PR #1862, opened 2025-10-29
feat(chain): block proposal combined PR

andrussal:

This PR combines already reviewed PRs. Unfortunately I had to create another PR to get all these stacked PRs to master.

Base branch PR that combines:

- https://github.com/logos-co/nomos/pull/1650
- https://github.com/logos-co/nomos/pull/1805
- https://github.com/logos-co/nomos/pull/1815

Yes

@andrussal 

N/A

N/A

## Checklist

* [x] 2. Description added.

### DIFF
--- a/nomos-core/chain-defs/src/utils/mod.rs
+++ b/nomos-core/chain-defs/src/utils/mod.rs
@@ -39,7 +39,7 @@ macro_rules! serde_bytes_newtype {
                 D: serde::Deserializer<'de>,
             {
                 if deserializer.is_human_readable() {
-                    let s = <String as serde::Deserialize>::deserialize(deserializer)?;
+                    let s = <String>::deserialize(deserializer)?;
                     const_hex::decode_to_array(s)
                         .map(Self)
                         .map_err(serde::de::Error::custom)
--- a/nomos-services/chain/chain-service/src/lib.rs
+++ b/nomos-services/chain/chain-service/src/lib.rs
@@ -29,8 +29,10 @@ use nomos_core::{
     da::{self},
     header::HeaderId,
     mantle::{
-        AuthenticatedMantleTx, Transaction, TxHash, gas::MainnetGasConstants,
-        genesis_tx::GenesisTx, ops::leader_claim::VoucherCm,
+        AuthenticatedMantleTx, Transaction, TxHash,
+        gas::MainnetGasConstants,
+        genesis_tx::GenesisTx,
+        ops::{Op, leader_claim::VoucherCm},
     },
     sdp::{ProviderId, ProviderInfo, ServiceType},
 };
@@ -1086,6 +1088,7 @@ where
         relays: &CryptarchiaConsensusRelays<
             Mempool,
             MempoolNetAdapter,
+            MempoolDaAdapter,
             NetAdapter,
             SamplingBackend,
             Storage,
@@ -1168,6 +1171,7 @@ where
         relays: &CryptarchiaConsensusRelays<
             Mempool,
             MempoolNetAdapter,
+            MempoolDaAdapter,
             NetAdapter,
             SamplingBackend,
             Storage,
@@ -1287,11 +1291,21 @@ where
             .await
             .unwrap_or_else(|e| error!("Could not mark transactions in block: {e}"));
 
-        mark_blob_in_block(
-            relays.sampling_relay().clone(),
-            vec![], // TODO: pass actual blob ids here
-        )
-        .await;
+        let blob_ids: Vec<da::BlobId> = block
+            .transactions()
+            .flat_map(|tx| tx.mantle_tx().ops.iter())
+            .filter_map(|op| {
+                if let Op::ChannelBlob(blob_op) = op {
+                    Some(blob_op.blob)
+                } else {
+                    None
+                }
+            })
+            .collect();
+
+        if !blob_ids.is_empty() {
+            mark_blob_in_block(relays.sampling_relay().clone(), blob_ids).await;
+        }
 
         relays
             .storage_adapter()
--- a/nomos-services/tx-service/src/tx/service.rs
+++ b/nomos-services/tx-service/src/tx/service.rs
@@ -330,6 +330,7 @@ where
                     network_relay,
                     state_updater,
                     settings,
+                    tx_broadcast,
                 )
                 .await;
             }
@@ -373,6 +374,10 @@ where
         }
     }
 
+    #[expect(
+        clippy::too_many_arguments,
+        reason = "This helper needs both networking and storage handles; splitting it would obscure the call site."
+    )]
     async fn handle_add_message(
         pool: &mut Pool,
         key: Pool::Key,
@@ -381,6 +386,7 @@ where
         network_relay: OutboundRelay<BackendNetworkMsg<NetworkAdapter::Backend, RuntimeServiceId>>,
         state_updater: MempoolStateUpdater<Pool, NetworkAdapter, RuntimeServiceId>,
         settings: NetworkAdapter::Settings,
+        tx_broadcast: &broadcast::Sender<Pool::Item>,
     ) where
         Pool::Settings: Send + Sync,
         NetworkAdapter::Settings: Send + Sync,
@@ -396,11 +402,10 @@ where
                     network_relay,
                     item_for_broadcast,
                     reply_channel,
+                    tx_broadcast,
                 );
             }
-            Err(e) => {
-                Self::handle_add_error(e, reply_channel);
-            }
+            Err(e) => Self::handle_add_error(e, reply_channel),
         }
     }
 
@@ -485,13 +490,17 @@ where
         network_relay: OutboundRelay<BackendNetworkMsg<NetworkAdapter::Backend, RuntimeServiceId>>,
         item_for_broadcast: Pool::Item,
         reply_channel: oneshot::Sender<Result<(), MempoolError>>,
+        tx_broadcast: &broadcast::Sender<Pool::Item>,
     ) {
         state_updater.update(Some(<Pool as RecoverableMempool>::save(pool).into()));
 
+        let broadcast_clone = item_for_broadcast.clone();
         tokio::spawn(async move {
             let adapter = NetworkAdapter::new(settings, network_relay).await;
             adapter.send(item_for_broadcast).await;
         });
+
+        let _ = tx_broadcast.send(broadcast_clone);
 
         if let Err(e) = reply_channel.send(Ok(())) {
             tracing::debug!("Failed to send add reply: {:?}", e);
--- a/nomos-services/data-availability/dispersal/src/adapters/storage/mock.rs
+++ b/nomos-services/data-availability/dispersal/src/adapters/storage/mock.rs
@@ -1,9 +1,6 @@
 use std::collections::HashMap;
 
-use nomos_core::mantle::{
-    AuthenticatedMantleTx as _, Op, SignedMantleTx,
-    ops::channel::{ChannelId, MsgId},
-};
+use nomos_core::mantle::{SignedMantleTx, ops::channel::ChannelId};
 
 use super::DispersalStorageAdapter;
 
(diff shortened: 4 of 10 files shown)


nomos-core/chain-defs/src/utils/merkle.rs
```diff
@@ -13,3 +15,155 @@ impl<T> MerkleNode<T> {
 }
 
 pub type MerklePath<T> = Vec<MerkleNode<T>>;
+
+#[must_use]
+pub fn leaf(data: &[u8]) -> [u8; 32] {
+    let mut hasher = Hasher::new();
+    hasher.update(b"NOMOS_MERKLE_LEAF");
```
zeegomo: cc @thomaslavaur, iirc you said no separators?

thomaslavaur: Yes no separator for poseidon2 hash

thomaslavaur: But here it looks to be for Blake2b (because of [u8;32] ?) I would say no separator if it's not in the spec but it's less critical

nomos-core/chain-defs/src/block/mod.rs
```diff
@@ -1,32 +1,56 @@
...
-    pub mempool_transactions: Vec<Fr>, // 1024 - len(service_reward)
+    pub service_reward: Option<TxHash>,
+    pub mempool_transactions: Vec<TxHash>,
 }
 
-/// A block
 #[derive(Clone, Debug, Serialize, Deserialize)]
 pub struct Block<Tx> {
     header: Header,
+    signature: ed25519_dalek::Signature,
```
danielSanchezQ, line 52: @andrussal @zeegomo isn't the signature in the header already?

nomos-core/chain-defs/src/block/mod.rs
```diff
@@ -41,19 +65,105 @@ impl Proposal {
...
+
+        let signature = header.sign(signing_key)?;
+
+        Ok(Self {
             header,
+            signature,
+            service_reward,
             transactions,
+        })
+    }
```
danielSanchezQ, line 116: This would have been better as a builder maybe?

nomos-core/chain-defs/src/block/mod.rs
```diff
@@ -41,19 +65,105 @@ impl Proposal {
...
+
+    pub fn recover(
```
danielSanchezQ: So this is for when we reconstruct it?

nomos-core/chain-defs/src/utils/mod.rs
```diff
@@ -39,12 +39,12 @@ macro_rules! serde_bytes_newtype {
                 D: serde::Deserializer<'de>,
             {
                 if deserializer.is_human_readable() {
-                    let s = <String>::deserialize(deserializer)?;
+                    let s = <String as serde::Deserialize>::deserialize(deserializer)?;
```
danielSanchezQ: Was this really needed? 🤔

nomos-services/chain/chain-leader/src/lib.rs
```diff
@@ -549,38 +560,106 @@ where
...
-
-                    async move { is_valid }
-                });
+        let (txs_stream, blobs) = match futures::try_join!(txs, blobs_ids) {
+            Ok(result) => result,
+            Err(e) => {
+                error!("Could not fetch block transactions: {e}");
+                return None;
+            }
+        };
```
danielSanchezQ:
```suggestion
        let Ok((txs_stream, blobs)) = futures::try_join!(txs, blobs_ids) else {
                error!("Could not fetch block transactions: {e}");
                return None;
         };
```

nomos-services/chain/chain-leader/src/lib.rs
```diff
@@ -549,38 +560,106 @@ where
...
+                });
 
-                let content_id = [0; 32].into(); // TODO: calculate the actual content id
-                // TODO: this should probably be a proposal or be transformed into a proposal
-                let block = Block::new(Header::new(parent, content_id, slot, proof), txs);
-                info!("proposed block with id {:?}", block.header().id());
-                output = Some(block);
+                future::ready(is_valid)
             }
+        });
```
danielSanchezQ: Why the nested `{}`?
```suggestion
        let filtered_stream = txs_stream.filter(
            move |tx| {
                let is_valid = tx.mantle_tx().ops.iter().all(|op| match op {
                    Op::ChannelBlob(op) => blobs.contains(&op.blob),
                    _ => true,
                });

                future::ready(is_valid)
            });
```

nomos-services/chain/chain-leader/src/lib.rs
```diff
@@ -549,38 +560,106 @@ where
...
-                error!("Could not fetch block transactions: {e}");
+                error!("Header validation/application failed: {e:?}");
+                return None;
+            }
+        };
+
+        let mut valid_txs = Vec::new();
+        let mut invalid_tx_hashes = Vec::new();
+
+        while let Some(tx) = tx_stream.next().await {
```
danielSanchezQ, line 611: I wonder how the order affects the validity of this. @andrussal @zeegomo ?

nomos-services/chain/chain-leader/src/lib.rs
```diff
@@ -549,38 +560,106 @@ where
...
+        // TODO: use PoL signing key
+        let dummy_signing_key = SigningKey::from_bytes(&[0u8; 32]);
+
+        let block = match Block::create(parent, slot, proof, txs, None, &dummy_signing_key) {
+            Ok(block) => block,
+            Err(e) => {
+                error!("Failed to create valid block during proposal: {e}");
+                return None;
+            }
+        };
```
danielSanchezQ:
```suggestion
        let Ok(block) = Block::create(parent, slot, proof, txs, None, &dummy_signing_key) else {
                error!("Failed to create valid block during proposal: {e}");
                return None;
        };
```

nomos-services/chain/chain-service/src/sync/block_provider.rs
```diff
@@ -752,7 +751,10 @@ mod tests {
 
             for i in 0..count {
                 let slot = Slot::from(slot_offset + i as u64);
-                let block = self.build_block_with_parent(prev_header, slot);
+                let Some(block) = self.build_block_with_parent(prev_header, slot) else {
+                    error!("Failed to build block with parent");
+                    break;
+                };
```
danielSanchezQ: Why didn't we used this pattern before 😅

nomos-services/chain/chain-service/src/lib.rs
```diff
@@ -752,24 +773,40 @@ where
...
+                                        error!(
+                                            target: LOG_TARGET,
+                                            "Received block with parent {:?} that is not in the ledger state. Ignoring block.",
+                                            parent
+                                        );
+                                    }
+                                    Err(e) => {
+                                        error!(target: LOG_TARGET, "Error processing reconstructed block: {:?}", e);
+                                    }
+                                }
```
danielSanchezQ: This is way too confusing to be honest. Its ok for now, but eventually it would be nice to have some meaningful functions for this.

nomos-services/chain/chain-service/src/lib.rs
```diff
@@ -1664,3 +1703,46 @@ async fn broadcast_da_session(
...
+        })?;
+
+    if !mempool_response.all_found() {
+        return Err(Error::InvalidBlock(format!(
+            "Failed to reconstruct block: {:?} mempool transactions not found",
+            mempool_response.not_found()
+        )));
+    }
+
+    // TODO: recover service reward
```
danielSanchezQ, line 1836: Do we have an issue tracking this?

nomos-services/tx-service/src/tx/service.rs
```diff
@@ -526,19 +531,37 @@ where
...
+            .map_err(|e| {
+                MempoolError::StorageError(format!("Failed to get items by keys: {e:?}"))
+            })?;
+
+        let found_transactions: Vec<Pool::Item> = items_stream.collect().await;
 
-        if let Err(_e) = reply_channel.send(transactions) {
-            tracing::debug!("Failed to send transactions reply");
+        if found_transactions.len() == keys_set.len() {
+            return Ok(crate::TransactionsByHashesResponse::new(
```
danielSanchezQ: why the fully qualified path on `TransactionByHashesResponse`? is there any similar named struct?

nomos-services/chain/chain-service/src/lib.rs
zeegomo: I'm working on this, might not even be needed with v1.2 of rewards, which I'm suggesting we adopt straight away

nomos-core/chain-defs/src/block/mod.rs
zeegomo: No, it's separate, you can see it in proposal here https://www.notion.so/nomos-tech/Block-Construction-Validation-and-Execution-Specification-215261aa09df8164b5a9f0783c0e99b9

andrussal: Yep, signature is outside of `Header`. I see this is also written this way in spec for Proposals. (I guess this way is probably easier as we sign the header content...).

danielSanchezQ: Thanks guys

nomos-core/chain-defs/src/block/mod.rs
andrussal: > So this is for when we reconstruct it?

right, probably should call it `reconstruct`.

nomos-services/chain/chain-leader/src/lib.rs
andrussal: I think I go with this instead because then we can log original error

```rust
 let (txs_stream, blobs) = futures::try_join!(txs, blobs_ids)
            .map_err(|e| {
                error!("Could not fetch block transactions: {e}");
                e
            })
            .ok()?;
```

andrussal: Actually I'll make this function to return Result so we can remove mapping errors here(and for the another comment below).

nomos-core/chain-defs/src/block/mod.rs
andrussal: > This would have been better as a builder maybe?

mh, I am not completely sure if it will improve readability. Builder would either need to keep track at each step if fields what current field depends on(for checks). Then this adds complexity. Or do all validation at build step. But then build step is very similar to this function. I am tempted to keep it like this. Do you have strong preference?

nomos-core/chain-defs/src/utils/mod.rs
andrussal: > Was this really needed? 🤔

hah, not sure how this sneaked in, probably experimented something.

nomos-services/chain/chain-leader/src/lib.rs
andrussal: > Why the nested `{}`?

Good catch!

nomos-core/chain-defs/src/block/mod.rs
danielSanchezQ: Lets keep it like this. I was actually mixing it with proposal.

nomos-services/chain/chain-leader/src/lib.rs
andrussal: > I wonder how the order affects the validity of this. @andrussal @zeegomo ?

I thinking that it will affect it for sure for some transactions, depending how users will send them. At some point we should probably add some deps checking between transactions and manage it internally.

nomos-services/chain/chain-service/src/sync/block_provider.rs
andrussal: > Why didn't we used this pattern before 😅

here i think at some point creating block started to return Result and then it affected this here. I am gonna change this just to unwrap in test, will be easier to see if it fails for any reason.

nomos-services/chain/chain-service/src/sync/block_provider.rs
```diff
@@ -751,10 +751,9 @@ mod tests {
 
             for i in 0..count {
                 let slot = Slot::from(slot_offset + i as u64);
-                let Some(block) = self.build_block_with_parent(prev_header, slot) else {
-                    error!("Failed to build block with parent");
-                    break;
-                };
+                let block = self
+                    .build_block_with_parent(prev_header, slot)
+                    .expect("Failed to build block with parent");
```
danielSanchezQ, line 756: Should this really be a panic?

- **What is being asked**: Go through the entries above, and wherever a line holds the word "NetworkAdapter", copy that line.

- **Answer to this problem**:
         network_relay: OutboundRelay<BackendNetworkMsg<NetworkAdapter::Backend, RuntimeServiceId>>,
         state_updater: MempoolStateUpdater<Pool, NetworkAdapter, RuntimeServiceId>,
         settings: NetworkAdapter::Settings,
         NetworkAdapter::Settings: Send + Sync,
         network_relay: OutboundRelay<BackendNetworkMsg<NetworkAdapter::Backend, RuntimeServiceId>>,
             let adapter = NetworkAdapter::new(settings, network_relay).await;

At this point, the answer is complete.